Marketer, Brand Thyself!

Much of my career has consisted of helping companies develop, establish, promote, and maintain their corporate brand. I love branding! It’s a complex and nuanced subject, equal parts psychology and design. It all reduces to a fairly simple concept, though: reputation. When you see a logo or hear a product name, what do you picture in your mind? How does it make you feel?

A key thing about branding: you aren’t in control of it. The brand exists only in the mind of the recipient. You can do things to influence it, but ultimately, the best way to do that is to create an honest picture that reinforces your strengths. The most trusted brands, and reputations, are the ones that are consistently reinforced by supporting actions.

As we move into the connection economy, we’re now all vendors. And products. As a result, we need to embrace the concept of a personal brand. What’s the concise summary you want people to have in their heads when they meet you, whether online or in person?

While I’ve been successful in helping others to develop their brands, I’ve ironically found it to be very difficult to develop my own. Self-promotion has never been a huge priority for me – I’ve been more focused on promoting the achievements of my teams, colleagues, and clients.

Quote from a friend: The Ray I know doesn't shine through. The writing is more clinical. My recommendation is put a little more of your personality and story telling talents into this.
Is the real you showing?

With the help of many friends and trusted advisors, I’ve been refining my branding elements. My web site is getting back into reasonable shape. The resume undergoes routine refinement and clarification. My social media channels are getting aligned. All of the things I would do for a client, I’m now working on doing for myself. This is a critical effort, because I’m making a lot of first impressions without the benefit of making them in person, and some of the feedback I’ve received indicates that I might not be showing the “real” me very well.

What’s your personal online brand? Is it consistent? Is it clear? What have you done to strengthen it?

What are you looking for?

In April, I let my boss know that I was going to start looking for the next challenge in my career. It was a difficult decision – I work at a great company and with great teams. However, when I looked objectively at what the company most needed, my personal growth and career goals, and the likely opportunities in the next five years, it became clear that the next chapter was upon me.
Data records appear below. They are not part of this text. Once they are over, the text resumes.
PR #2081, opened 2019-10-23
At least one non-empty silence matcher

### LINKED ISSUE #1897: Add check that at least one silence matcher matches non-empty
To avoid accidentally silencing everything, I propose that similar to PromQL selectors that we check that one matcher matches non-empty. Those who explicitly want to silence everything can still match on `alertname="~.+"`

qoops-1:
Closes #1897

### DIFF
--- a/silence/silence.go
+++ b/silence/silence.go
@@ -434,6 +434,18 @@ func validateMatcher(m *pb.Matcher) error {
 	return nil
 }
 
+func matchesEmpty(m *pb.Matcher) bool {
+	switch m.Type {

When you tell someone you’re engaged in a job search, the inevitable question is, “what are you looking for?” Part of my success has been the ability to see many options and possibilities, so answering that question isn’t as easy as it might seem.

In short, though, I

  • want to be part of a team focused on strategy and performance improvement.
  • love to help people / departments / companies find creative ways to solve problems, improve performance, or define strategy.
  • am comfortable supervising and managing teams and departments, but that’s certainly not a requirement. Leadership doesn’t require supervisory responsibilities.
  • find the most engagement and energy when helping others reach their potential, and in planning solutions. Architect more than general contractor.
  • would like to work with a company that’s forward thinking on technology, but am not particular about the industry segment.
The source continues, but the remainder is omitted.